The tool i'm using to achieve this is TPL in C# .Net4.5
But I'm having a problem when using Tasks to make the operation parallel.
The sequence function is functioning well and it is downloading the files correctly.
The parallel function using Tasks is working until something weird happens:
I've created 4 tasks, with Factory.StartNew(), in each task the start position and the end position are given, the task will download these files, then it'll return it in byte[], and everything is going well, the tasks are working fine, but at some point, the executing freezes and that's it, the program stops and nothing else happens.
the implementation of the parallel function:

static void DownloadPartsParallel()
    {

        string uriPath = "http://mschnlnine.vo.llnwd.net/d1/pdc08/PPTX/BB01.pptx";
        Uri uri = new Uri(uriPath);
        long l = GetFileSize(uri);
        Console.WriteLine("Size={0}", l);
        int granularity = 4;
        byte[][] arr = new byte[granularity][];
        Task<byte[]>[] tasks = new Task<byte[]>[granularity];
        tasks[0] = Task<byte[]>.Factory.StartNew(() => DownloadPartOfFile(uri, 0, l / granularity));
        tasks[1] = Task<byte[]>.Factory.StartNew(() => DownloadPartOfFile(uri, l / granularity + 1, l / granularity + l / granularity));
        tasks[2] = Task<byte[]>.Factory.StartNew(() => DownloadPartOfFile(uri, l / granularity + l / granularity + 1, l / granularity + l / granularity + l / granularity));
        tasks[3] = Task<byte[]>.Factory.StartNew(() => DownloadPartOfFile(uri, l / granularity + l / granularity + l / granularity + 1, l));//(l / granularity) + (l / granularity) + (l / granularity) + (l / granularity)

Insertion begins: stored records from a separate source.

PR #2283, opened 2020-07-29
3.0 login screen

falkodev:
Following these designs: https://www.figma.com/file/RSVt4z4ZVMsqIYbyjYWcpN/a3-interface?node-id=0%3A3657

login

Development mode:
image


lib/modules/@apostrophecms/login/src/apos/components/TheApostropheLogin.vue
```diff
@@ -1,50 +1,118 @@
...
-        <input v-model="password" required type="password" />
-      </fieldset>
-      <fieldset>
-        <button type="submit">Log In</button>
-      </fieldset>
-    </form>
+  <div class="apos-login apos-theme-dark">
+    <div class="apos-login__overlay"></div>
+    <div class="apos-login__menu-overlay"></div>
+    <AposLoginBackground />
```
falkodev, line 5: Background image in data-uri format. Don't know if it is a good idea. I could have `import` a JPG file (works with webpack's `file-loader`).

lib/modules/@apostrophecms/login/src/apos/components/TheApostropheLogin.vue
```diff
@@ -1,50 +1,118 @@
...
+        />
+        <AposInputString
+          @input="fill($event, 'passwordField')"
+          :field="passwordField.field"
+          :type="passwordField.type"
+          :status="passwordField.status"
+          :value="passwordField.value"
+          :modifiers="['dark']"
+        />
+        <a href="#" class="apos-login__link">Forgot Password</a>
```
falkodev, line 36: I don't know what this is supposed to do (open a modal? go to another page?)

abea:
It looks like you need to merge in the latest `3.0` branch for the Great Renaming changes.

lib/modules/@apostrophecms/login/src/apos/components/TheApostropheLogin.vue
```diff
@@ -1,50 +1,117 @@
...
+      this[field].value = value
+    },
     async submit() {
       const self = this;
+      self.busy = true;
       self.error = false;
       try {
+        if (!self.usernameField.value.data || !self.passwordField.value.data) {
+          throw new Error('Username and password required.');
+        }
```
boutell, line 100: You could use an AposSchema component to avoid reimplementing validation etc. I think that is probably a good idea.

lib/modules/@apostrophecms/login/src/apos/components/TheApostropheLogin.vue
```diff
@@ -1,50 +1,107 @@
...
+          required: true
+        }
+      ],
+      context: {},
+      contextLoading: true
     };
   },
+  async beforeCreate () {
+    try {
+      const context = await apos.http.get(`${apos.modules['@apostrophecms/login'].action}/context`, {});
```
boutell, line 78: busy: true?

lib/modules/@apostrophecms/schemas/src/apos/components/AposInputWrapper.vue
```diff
@@ -55,10 +55,17 @@ export default {
     };
   },
   computed: {
+    type () {
+      if (this.field.type) {
```
boutell, line 59: Why is this necessary, when is a field not passed to AposInputWrapper?

lib/modules/@apostrophecms/login/src/apos/components/TheApostropheLogin.vue
```diff
@@ -1,50 +1,107 @@
...
+      >
+        {{ context.env }}
+      </label>
+      <label class="apos-login__project apos-login__project-name">{{ context.name }}</label>
+      <label class="apos-login--error">{{ error }}</label>
+    </div>
+
+    <div class="apos-login__body">
+      <form>
+        <AposSchema
```
boutell, line 21: AposSchema is still not following the pattern from ApostropheSchemaEditor where it implements support for v-model and the value it emits as `input` contains both an overall `hasErrors` property and an object with all of the field values. That should be fixed before this goes forward.

boutell: I see it is fixed in the string field PR, so when that is finalized this PR can be updated, and it should rely on the `hasErrors` property of the modeled value to decide if the form is ready to submit or not.

stuartromanek:
@falkodev I'm not able to get this branch up and running .. is this branch all up to date with `3.0` and plays nicely with the `a3-demo` repo?

modules/@apostrophecms/login/ui/apos/components/TheApostropheLogin.vue
```diff
@@ -1,55 +1,277 @@
...
+        {
+          name: 'password',
+          label: 'Password',
+          placeholder: 'Enter password',
+          type: 'string',
+          required: true
+        }
+      ],
+      context: {},
+      contextLoading: true
```
falkodev, line 75: I put this to have a loading screen before displaying the actual login screen. Now, there are infos to get from http://localhost:3000/api/v1/@apostrophecms/login/context (environment, version, project name). So it takes a few ms.

If I put `busy: true`, the login screen is still displayed (maybe a spinner will appear in the future), but the view is re-rendered when the `context` info arrive.

And I find this re-rendering ugly:
login2

Here is my suggestion (but idk if there is a design from @stuartromanek that could be better):
login3

falkodev:
> @falkodev I'm not able to get this branch up and running .. is this branch all up to date with `3.0` and plays nicely with the `a3-demo` repo?

You can try again @stuartromanek. I have updated my branch.

modules/@apostrophecms/login/ui/apos/components/TheApostropheLogin.vue
```diff
@@ -1,55 +1,277 @@
 <template>
```
boutell, line 1: Rename file to "TheAposLogin.vue" to match the new pattern.

modules/@apostrophecms/login/ui/apos/components/TheApostropheLogin.vue
```diff
@@ -1,55 +1,277 @@
...
+      <label class="apos-login__logo-name">ApostropheCMS</label>
+      <label class="apos-login__project-version">Version {{ context.version }}</label>
+    </div>
   </div>
 </template>
 
 <script>
-
 export default {
   name: 'TheApostropheLogin',
```
boutell, line 49: Rename

modules/@apostrophecms/login/ui/apos/components/TheApostropheLogin.vue
boutell: What is wrong with using `TheApostropheBusy` in the normal way? If it is not finished then it should get finished, we should not reinvent it here.

boutell: I am saying that `busy: true` should be passed to apos.http.get. There should be no need for another busy screen implementation.

modules/@apostrophecms/schema/index.js
```diff
@@ -2343,16 +2343,18 @@ module.exports = {
   extendMethods(self, options) {
     return {
       getBrowserData(_super, req) {
-        if (!req.user) {
+        if (req.scene !== 'apos') {
           return;
         }
-        const browserOptions = _super(req);
```
boutell, line 2349: You can keep this code if you fix `module/index.js` to also look at `req.scene`. You should do that to avoid missing out on standard things.

modules/@apostrophecms/module/index.js
```diff
@@ -393,7 +393,7 @@ module.exports = {
       // with editing privileges.
 
       getBrowserData(req) {
-        if (req.user) {
+        if (req.user || req.scene === 'apos') {
```
boutell, line 396: Just `req.scene === 'apos'` should be enough.

modules/@apostrophecms/login/index.js
```diff
@@ -196,6 +197,20 @@ module.exports = {
             return user;
           }
         } : {})
+      },
+      get: {
+        async context () {
+          try {
+            const aposPackage = await fs.readJson('./node_modules/apostrophe/package.json');
```
falkodev, line 204: @boutell Stuart wanted the Apostrophe version, not the project one. Is this correct or should I use `self.apos.rootDir`?

modules/@apostrophecms/login/index.js
```diff
@@ -196,6 +197,22 @@ module.exports = {
             return user;
           }
         } : {})
+      },
+      get: {
+        async context () {
+          let aposPackage = {};
+          try {
+            aposPackage = await fs.readJson('./node_modules/apostrophe/package.json');
```
falkodev, line 205: @boutell Stuart wanted the Apostrophe version, not the project one. Is this correct or should I use self.apos.rootDir?

boutell: This code is inside the apostrophe module, therefore you can use relative paths within the module. Don't try to read from node_modules.

boutell: Use require instead. require can read json files, and it is always relative to the file making the require call.

modules/@apostrophecms/module/index.js
boutell: This gets cleaned up permanently in my PR.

        arr[0] = tasks[0].Result;
        arr[1] = tasks[1].Result;
        arr[2] = tasks[2].Result;
        arr[3] = tasks[3].Result;
        Stream localStream;
        localStream = File.Create("E:\\a\\" + Path.GetFileName(uri.LocalPath));
        for (int i = 0; i < granularity; i++)
        {

            if (i == granularity - 1)
            {
                for (int j = 0; j < arr[i].Length - 1; j++)
                {
                    localStream.WriteByte(arr[i][j]);
                }
            }
            else
                for (int j = 0; j < arr[i].Length; j++)
                {
                    localStream.WriteByte(arr[i][j]);
                }
        }
    }

the DownloadPartOfFile function implementation:

public static byte[] DownloadPartOfFile(Uri fileUrl, long from, long to)
    {
        int bytesProcessed = 0;
        BinaryReader reader = null;
        WebResponse response = null;
        byte[] bytes = new byte[(to - from) + 1];

        try
        {
            HttpWebRequest request = (HttpWebRequest)WebRequest.Create(fileUrl);
            request.AddRange(from, to);
            request.ReadWriteTimeout = int.MaxValue;
            request.Timeout = int.MaxValue;
            if (request != null)
            {
                response = request.GetResponse();
                if (response != null)
                {
                    reader = new BinaryReader(response.GetResponseStream());
                    int bytesRead;
                    do
                    {
                        byte[] buffer = new byte[1024];
                        bytesRead = reader.Read(buffer, 0, buffer.Length);
                        if (bytesRead == 0)
                        {
                            break;
                        }
                        Array.Resize<byte>(ref buffer, bytesRead);
                        buffer.CopyTo(bytes, bytesProcessed);
                        bytesProcessed += bytesRead;
                        Console.WriteLine(Thread.CurrentThread.ManagedThreadId + ",Downloading" + bytesProcessed);
                    } while (bytesRead > 0);
                }
            }
        }
        catch (Exception e)
        {
            Console.WriteLine(e.Message);
        }
        finally
        {
            if (response != null) response.Close();
            if (reader != null) reader.Close();
        }

        return bytes;
    }

I tried to solve it by setting int.MaxValue to the reading timeout, writing reading timeout, and timeout, that's why the program freezes, if i didn't do that, an exception of timeout will occur while in function DownloadPartsParallel
so is there a solution, or any other advice that may help, thanks.

like image 904
Tarek Avatar asked Feb 12 '14 19:02

Tarek


2 Answers

I would use HttpClient.SendAsync rather than WebRequest (see "HttpClient is Here!").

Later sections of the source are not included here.